Start of DATA TO PROCESS

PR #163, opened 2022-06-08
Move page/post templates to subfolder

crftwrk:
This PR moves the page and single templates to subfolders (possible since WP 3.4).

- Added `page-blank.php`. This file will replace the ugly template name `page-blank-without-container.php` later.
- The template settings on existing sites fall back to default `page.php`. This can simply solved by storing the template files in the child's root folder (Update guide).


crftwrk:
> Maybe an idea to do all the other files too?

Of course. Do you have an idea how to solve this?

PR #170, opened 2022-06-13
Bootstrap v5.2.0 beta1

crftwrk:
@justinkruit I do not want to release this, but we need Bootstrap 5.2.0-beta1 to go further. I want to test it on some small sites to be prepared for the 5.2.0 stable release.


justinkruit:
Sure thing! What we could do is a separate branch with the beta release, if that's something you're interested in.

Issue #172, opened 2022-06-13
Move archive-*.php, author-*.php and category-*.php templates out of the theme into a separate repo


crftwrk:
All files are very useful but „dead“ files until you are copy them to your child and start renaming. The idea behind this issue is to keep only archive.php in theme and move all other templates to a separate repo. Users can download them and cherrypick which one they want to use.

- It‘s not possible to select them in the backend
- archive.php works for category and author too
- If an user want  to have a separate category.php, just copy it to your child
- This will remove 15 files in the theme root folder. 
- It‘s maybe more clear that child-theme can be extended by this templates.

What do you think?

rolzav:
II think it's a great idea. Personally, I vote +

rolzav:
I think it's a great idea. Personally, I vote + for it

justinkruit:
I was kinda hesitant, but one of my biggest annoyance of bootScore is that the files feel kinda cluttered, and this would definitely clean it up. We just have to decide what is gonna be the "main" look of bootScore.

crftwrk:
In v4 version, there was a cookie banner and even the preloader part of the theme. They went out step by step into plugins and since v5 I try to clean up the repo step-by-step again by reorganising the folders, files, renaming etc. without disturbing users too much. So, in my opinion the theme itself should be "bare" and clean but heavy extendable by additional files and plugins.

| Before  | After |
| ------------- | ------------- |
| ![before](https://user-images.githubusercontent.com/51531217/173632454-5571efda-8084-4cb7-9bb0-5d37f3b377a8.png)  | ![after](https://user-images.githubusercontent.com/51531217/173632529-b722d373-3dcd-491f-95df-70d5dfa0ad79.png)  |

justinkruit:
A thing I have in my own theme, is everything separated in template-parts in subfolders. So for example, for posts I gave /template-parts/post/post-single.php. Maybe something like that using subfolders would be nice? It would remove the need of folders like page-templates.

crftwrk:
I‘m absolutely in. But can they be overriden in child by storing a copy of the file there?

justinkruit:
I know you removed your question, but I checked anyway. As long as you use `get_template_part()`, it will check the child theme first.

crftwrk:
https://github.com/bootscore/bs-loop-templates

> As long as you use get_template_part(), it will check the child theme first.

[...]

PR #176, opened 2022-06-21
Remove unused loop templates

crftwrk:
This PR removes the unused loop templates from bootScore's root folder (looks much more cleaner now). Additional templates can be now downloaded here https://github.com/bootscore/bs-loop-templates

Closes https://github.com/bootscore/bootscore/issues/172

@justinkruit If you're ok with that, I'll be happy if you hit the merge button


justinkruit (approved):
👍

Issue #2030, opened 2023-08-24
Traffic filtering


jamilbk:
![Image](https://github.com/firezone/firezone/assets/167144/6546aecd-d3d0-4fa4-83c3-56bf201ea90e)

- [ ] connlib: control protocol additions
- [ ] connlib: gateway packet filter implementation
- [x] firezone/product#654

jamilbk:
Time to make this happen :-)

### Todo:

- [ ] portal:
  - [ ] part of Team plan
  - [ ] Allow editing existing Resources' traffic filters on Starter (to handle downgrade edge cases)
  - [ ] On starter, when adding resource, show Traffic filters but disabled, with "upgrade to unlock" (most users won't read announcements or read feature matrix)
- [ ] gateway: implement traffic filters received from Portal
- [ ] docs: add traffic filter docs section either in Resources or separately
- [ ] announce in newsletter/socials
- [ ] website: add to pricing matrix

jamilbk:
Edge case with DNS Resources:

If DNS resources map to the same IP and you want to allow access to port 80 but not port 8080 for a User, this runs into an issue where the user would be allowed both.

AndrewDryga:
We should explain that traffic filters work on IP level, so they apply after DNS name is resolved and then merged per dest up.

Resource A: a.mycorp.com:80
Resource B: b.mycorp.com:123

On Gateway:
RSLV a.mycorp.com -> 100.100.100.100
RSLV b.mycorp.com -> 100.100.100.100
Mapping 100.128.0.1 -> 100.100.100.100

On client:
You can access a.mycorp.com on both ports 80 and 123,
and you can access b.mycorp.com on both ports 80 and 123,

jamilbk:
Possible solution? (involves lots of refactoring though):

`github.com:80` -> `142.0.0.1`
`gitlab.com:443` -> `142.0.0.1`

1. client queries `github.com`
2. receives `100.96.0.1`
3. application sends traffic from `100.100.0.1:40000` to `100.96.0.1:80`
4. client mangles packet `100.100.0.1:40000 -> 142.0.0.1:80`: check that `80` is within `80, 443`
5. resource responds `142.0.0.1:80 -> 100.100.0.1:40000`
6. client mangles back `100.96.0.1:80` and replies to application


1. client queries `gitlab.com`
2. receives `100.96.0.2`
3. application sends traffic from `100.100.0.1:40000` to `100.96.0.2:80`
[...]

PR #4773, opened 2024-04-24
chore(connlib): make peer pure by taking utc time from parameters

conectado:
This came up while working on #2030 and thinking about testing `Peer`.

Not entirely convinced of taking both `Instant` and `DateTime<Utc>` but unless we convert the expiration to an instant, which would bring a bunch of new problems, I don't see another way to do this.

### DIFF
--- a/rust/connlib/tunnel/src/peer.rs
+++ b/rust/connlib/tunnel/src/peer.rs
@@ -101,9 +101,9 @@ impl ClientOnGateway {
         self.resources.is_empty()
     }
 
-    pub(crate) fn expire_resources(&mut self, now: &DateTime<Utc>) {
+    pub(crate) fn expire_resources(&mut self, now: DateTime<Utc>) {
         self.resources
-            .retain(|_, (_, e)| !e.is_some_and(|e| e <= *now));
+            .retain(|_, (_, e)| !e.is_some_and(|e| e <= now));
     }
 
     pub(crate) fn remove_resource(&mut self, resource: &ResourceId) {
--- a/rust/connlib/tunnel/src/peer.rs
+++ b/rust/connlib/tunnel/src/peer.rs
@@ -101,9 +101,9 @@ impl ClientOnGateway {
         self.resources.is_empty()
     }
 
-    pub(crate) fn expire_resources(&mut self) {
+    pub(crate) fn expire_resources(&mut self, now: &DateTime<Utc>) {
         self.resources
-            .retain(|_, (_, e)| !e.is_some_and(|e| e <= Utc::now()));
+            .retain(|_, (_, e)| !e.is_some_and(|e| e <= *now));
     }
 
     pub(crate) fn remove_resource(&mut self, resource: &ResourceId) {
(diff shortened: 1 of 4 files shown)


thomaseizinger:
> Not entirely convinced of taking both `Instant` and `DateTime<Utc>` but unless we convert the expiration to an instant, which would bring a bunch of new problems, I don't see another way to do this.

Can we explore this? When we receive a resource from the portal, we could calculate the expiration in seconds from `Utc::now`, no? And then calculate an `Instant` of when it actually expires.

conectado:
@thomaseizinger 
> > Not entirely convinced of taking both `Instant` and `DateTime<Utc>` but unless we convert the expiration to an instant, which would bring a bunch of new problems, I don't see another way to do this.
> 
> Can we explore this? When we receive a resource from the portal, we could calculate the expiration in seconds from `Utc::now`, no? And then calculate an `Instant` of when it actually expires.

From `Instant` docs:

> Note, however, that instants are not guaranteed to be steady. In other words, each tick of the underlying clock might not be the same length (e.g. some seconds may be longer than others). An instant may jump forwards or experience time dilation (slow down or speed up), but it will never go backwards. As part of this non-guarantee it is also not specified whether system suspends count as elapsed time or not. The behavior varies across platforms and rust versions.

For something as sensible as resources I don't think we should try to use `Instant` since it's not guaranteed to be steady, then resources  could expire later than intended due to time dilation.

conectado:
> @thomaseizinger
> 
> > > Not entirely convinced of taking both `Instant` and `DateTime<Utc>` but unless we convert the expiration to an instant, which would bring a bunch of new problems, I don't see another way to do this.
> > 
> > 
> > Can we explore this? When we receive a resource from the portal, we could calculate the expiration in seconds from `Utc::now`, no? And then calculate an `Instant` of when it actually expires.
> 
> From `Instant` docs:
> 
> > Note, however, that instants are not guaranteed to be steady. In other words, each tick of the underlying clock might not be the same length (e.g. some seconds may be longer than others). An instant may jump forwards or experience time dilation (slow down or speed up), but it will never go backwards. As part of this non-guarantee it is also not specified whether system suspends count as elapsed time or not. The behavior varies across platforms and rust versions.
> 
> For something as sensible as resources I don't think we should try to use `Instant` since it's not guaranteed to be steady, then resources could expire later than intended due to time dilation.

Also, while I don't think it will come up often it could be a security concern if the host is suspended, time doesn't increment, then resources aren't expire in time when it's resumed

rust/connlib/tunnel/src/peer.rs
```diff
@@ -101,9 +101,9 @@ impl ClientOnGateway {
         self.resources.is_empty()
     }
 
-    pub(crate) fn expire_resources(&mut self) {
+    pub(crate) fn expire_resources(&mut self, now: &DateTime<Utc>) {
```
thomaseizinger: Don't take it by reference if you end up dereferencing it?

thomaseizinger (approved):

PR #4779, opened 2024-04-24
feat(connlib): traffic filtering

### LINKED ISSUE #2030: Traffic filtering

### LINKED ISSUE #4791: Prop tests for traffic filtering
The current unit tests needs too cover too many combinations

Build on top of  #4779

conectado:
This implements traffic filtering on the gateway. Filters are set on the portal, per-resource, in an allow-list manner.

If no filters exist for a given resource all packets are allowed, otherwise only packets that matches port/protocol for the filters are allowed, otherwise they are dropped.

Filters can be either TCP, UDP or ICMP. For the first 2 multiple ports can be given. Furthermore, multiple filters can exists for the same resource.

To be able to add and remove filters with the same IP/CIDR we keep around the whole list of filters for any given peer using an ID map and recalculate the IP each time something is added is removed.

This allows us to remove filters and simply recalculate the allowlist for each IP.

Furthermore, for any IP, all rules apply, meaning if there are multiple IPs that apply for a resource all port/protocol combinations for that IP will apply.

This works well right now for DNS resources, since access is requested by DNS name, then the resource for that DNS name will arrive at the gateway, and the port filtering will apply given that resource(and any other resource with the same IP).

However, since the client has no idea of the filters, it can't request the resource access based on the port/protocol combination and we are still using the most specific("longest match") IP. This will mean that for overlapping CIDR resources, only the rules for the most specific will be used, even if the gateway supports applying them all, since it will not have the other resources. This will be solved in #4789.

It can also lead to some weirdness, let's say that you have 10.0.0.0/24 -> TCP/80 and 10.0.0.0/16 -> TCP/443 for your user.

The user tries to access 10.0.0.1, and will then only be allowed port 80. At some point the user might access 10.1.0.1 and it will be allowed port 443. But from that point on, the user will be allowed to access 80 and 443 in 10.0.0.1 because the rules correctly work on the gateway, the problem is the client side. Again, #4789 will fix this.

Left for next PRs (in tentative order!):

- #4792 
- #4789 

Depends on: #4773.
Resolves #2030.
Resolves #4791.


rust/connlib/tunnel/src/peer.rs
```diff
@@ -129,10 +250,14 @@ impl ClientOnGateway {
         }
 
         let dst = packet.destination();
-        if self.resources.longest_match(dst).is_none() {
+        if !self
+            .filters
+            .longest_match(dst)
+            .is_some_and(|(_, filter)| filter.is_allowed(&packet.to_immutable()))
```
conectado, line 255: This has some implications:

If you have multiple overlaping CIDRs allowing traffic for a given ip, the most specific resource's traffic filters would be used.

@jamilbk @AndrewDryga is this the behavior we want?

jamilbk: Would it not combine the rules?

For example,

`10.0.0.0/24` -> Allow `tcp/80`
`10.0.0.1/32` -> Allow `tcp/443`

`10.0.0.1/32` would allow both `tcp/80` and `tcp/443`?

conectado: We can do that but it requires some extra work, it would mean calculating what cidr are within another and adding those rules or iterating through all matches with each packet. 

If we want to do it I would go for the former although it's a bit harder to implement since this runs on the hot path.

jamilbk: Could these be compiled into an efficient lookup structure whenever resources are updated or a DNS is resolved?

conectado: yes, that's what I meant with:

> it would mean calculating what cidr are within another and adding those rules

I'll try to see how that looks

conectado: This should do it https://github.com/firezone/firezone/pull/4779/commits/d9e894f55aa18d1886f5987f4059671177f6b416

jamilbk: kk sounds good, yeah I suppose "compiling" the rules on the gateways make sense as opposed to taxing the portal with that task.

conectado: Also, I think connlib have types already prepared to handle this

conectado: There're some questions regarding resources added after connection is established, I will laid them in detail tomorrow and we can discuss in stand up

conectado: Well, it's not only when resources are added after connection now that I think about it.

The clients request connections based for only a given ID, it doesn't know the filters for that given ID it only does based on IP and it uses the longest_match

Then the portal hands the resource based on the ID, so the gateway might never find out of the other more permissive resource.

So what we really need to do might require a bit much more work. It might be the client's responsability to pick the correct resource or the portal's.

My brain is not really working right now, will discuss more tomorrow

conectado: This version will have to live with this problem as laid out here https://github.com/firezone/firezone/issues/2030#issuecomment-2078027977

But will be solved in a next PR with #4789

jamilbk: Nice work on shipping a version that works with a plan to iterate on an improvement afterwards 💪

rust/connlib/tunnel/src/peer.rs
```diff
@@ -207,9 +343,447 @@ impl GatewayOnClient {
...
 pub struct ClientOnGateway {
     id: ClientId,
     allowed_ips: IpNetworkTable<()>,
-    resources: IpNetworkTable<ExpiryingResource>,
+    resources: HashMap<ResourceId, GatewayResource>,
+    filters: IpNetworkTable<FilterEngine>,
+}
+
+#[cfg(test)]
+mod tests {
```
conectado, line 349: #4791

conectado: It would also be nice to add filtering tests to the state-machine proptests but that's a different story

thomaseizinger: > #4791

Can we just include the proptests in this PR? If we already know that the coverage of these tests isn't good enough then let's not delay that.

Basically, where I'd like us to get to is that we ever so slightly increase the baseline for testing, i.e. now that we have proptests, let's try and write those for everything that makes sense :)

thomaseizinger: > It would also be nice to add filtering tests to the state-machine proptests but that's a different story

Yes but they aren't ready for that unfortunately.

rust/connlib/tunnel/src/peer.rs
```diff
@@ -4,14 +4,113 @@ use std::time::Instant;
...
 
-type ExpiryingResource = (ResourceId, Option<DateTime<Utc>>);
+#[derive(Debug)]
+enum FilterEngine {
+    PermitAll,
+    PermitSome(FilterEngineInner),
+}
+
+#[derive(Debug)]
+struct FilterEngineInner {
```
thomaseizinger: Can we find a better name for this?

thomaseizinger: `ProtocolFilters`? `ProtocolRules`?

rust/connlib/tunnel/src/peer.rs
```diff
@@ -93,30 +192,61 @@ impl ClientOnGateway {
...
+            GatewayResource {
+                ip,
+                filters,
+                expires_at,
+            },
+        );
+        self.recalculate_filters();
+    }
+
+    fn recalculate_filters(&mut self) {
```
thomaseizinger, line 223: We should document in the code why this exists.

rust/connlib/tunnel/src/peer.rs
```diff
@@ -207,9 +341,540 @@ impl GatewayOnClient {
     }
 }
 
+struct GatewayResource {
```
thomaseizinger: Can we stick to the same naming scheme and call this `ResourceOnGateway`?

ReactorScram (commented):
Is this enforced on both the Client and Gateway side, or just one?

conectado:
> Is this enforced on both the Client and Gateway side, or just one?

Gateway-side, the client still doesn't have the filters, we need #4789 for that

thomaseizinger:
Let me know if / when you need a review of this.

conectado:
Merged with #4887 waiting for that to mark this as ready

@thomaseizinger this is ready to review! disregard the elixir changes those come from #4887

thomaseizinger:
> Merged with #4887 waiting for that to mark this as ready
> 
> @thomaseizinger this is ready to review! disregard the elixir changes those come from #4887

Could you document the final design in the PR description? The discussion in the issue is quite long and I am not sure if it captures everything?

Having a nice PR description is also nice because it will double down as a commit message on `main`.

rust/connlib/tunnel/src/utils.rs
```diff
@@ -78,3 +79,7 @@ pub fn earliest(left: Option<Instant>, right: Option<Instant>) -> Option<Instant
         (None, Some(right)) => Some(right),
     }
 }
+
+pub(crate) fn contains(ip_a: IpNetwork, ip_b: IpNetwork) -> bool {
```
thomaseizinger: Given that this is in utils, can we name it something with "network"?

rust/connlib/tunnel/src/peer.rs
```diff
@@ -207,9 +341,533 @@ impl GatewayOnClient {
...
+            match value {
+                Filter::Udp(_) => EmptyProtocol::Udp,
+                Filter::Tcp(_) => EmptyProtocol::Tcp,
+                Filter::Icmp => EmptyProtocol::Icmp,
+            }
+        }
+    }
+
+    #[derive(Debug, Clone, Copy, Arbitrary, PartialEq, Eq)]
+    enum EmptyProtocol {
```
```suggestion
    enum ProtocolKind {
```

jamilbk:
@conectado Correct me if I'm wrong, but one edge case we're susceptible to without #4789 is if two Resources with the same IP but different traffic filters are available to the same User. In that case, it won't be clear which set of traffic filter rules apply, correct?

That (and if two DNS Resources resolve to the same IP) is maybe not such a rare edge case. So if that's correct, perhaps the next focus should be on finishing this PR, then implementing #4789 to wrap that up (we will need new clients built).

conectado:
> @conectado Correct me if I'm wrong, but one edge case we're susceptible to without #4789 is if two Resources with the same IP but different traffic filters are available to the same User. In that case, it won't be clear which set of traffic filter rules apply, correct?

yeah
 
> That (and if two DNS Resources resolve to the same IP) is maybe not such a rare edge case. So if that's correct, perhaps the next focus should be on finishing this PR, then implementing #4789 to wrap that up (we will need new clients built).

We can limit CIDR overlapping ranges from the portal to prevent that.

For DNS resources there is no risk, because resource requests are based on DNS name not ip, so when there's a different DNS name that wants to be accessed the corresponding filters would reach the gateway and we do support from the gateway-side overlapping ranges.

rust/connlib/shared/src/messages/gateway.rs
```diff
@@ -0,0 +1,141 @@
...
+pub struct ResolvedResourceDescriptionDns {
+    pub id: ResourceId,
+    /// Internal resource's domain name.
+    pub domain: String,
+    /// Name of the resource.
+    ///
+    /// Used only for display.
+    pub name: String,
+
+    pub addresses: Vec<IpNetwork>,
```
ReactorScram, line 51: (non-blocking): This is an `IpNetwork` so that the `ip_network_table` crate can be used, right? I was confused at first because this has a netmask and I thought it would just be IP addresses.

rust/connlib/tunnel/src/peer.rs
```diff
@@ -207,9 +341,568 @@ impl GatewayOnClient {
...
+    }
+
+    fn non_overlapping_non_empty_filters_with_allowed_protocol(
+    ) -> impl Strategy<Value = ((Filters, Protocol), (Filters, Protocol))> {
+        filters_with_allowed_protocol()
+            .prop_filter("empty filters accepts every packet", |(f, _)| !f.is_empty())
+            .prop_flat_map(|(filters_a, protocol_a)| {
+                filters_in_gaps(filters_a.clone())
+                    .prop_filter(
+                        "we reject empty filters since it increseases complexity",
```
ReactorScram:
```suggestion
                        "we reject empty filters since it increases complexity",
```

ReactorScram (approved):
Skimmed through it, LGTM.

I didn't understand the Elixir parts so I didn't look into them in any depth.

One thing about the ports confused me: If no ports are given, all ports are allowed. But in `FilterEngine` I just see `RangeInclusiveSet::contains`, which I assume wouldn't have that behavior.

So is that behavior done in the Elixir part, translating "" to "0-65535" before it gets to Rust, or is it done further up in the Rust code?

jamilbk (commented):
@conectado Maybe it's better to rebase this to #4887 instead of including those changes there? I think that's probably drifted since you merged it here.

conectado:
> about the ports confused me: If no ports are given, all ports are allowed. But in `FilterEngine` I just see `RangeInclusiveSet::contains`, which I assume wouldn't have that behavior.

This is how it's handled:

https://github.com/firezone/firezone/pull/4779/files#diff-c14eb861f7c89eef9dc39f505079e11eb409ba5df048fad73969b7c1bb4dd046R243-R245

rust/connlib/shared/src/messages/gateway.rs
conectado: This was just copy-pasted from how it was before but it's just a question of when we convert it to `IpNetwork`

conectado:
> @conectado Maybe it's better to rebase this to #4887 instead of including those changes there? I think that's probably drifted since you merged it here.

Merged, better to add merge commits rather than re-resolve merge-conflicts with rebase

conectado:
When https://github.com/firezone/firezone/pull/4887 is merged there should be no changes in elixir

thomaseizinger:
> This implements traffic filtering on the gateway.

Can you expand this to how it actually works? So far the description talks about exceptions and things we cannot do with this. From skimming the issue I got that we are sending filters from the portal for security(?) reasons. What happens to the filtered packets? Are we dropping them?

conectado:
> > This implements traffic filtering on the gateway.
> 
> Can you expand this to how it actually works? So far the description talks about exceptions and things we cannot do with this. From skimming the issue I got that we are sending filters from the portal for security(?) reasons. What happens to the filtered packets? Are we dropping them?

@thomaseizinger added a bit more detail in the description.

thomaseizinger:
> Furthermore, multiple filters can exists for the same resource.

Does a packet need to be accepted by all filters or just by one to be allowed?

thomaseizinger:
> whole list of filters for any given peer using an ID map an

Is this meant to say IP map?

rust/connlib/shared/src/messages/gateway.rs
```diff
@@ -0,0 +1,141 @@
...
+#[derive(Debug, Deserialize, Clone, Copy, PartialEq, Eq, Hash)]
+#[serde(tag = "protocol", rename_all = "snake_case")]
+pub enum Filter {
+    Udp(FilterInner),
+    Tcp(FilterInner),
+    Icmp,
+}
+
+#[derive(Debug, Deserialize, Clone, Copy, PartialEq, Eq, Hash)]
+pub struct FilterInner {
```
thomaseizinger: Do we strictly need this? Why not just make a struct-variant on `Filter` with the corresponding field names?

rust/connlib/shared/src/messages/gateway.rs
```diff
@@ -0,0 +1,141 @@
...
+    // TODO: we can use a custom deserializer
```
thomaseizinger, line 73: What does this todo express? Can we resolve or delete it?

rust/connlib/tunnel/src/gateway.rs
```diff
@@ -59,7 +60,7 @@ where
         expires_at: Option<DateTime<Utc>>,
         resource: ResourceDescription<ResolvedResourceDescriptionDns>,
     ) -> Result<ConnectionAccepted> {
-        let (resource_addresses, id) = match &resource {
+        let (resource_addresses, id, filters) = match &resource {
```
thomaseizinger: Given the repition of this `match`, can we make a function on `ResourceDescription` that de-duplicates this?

End of DATA TO PROCESS

**TASK OBJECTIVE:** Repeat the entries verbatim through the line with "This file will".

**TASK ANSWER:**
PR #163, opened 2022-06-08
Move page/post templates to subfolder

crftwrk:
This PR moves the page and single templates to subfolders (possible since WP 3.4).

- Added `page-blank.php`. This file will replace the ugly template name `page-blank-without-container.php` later.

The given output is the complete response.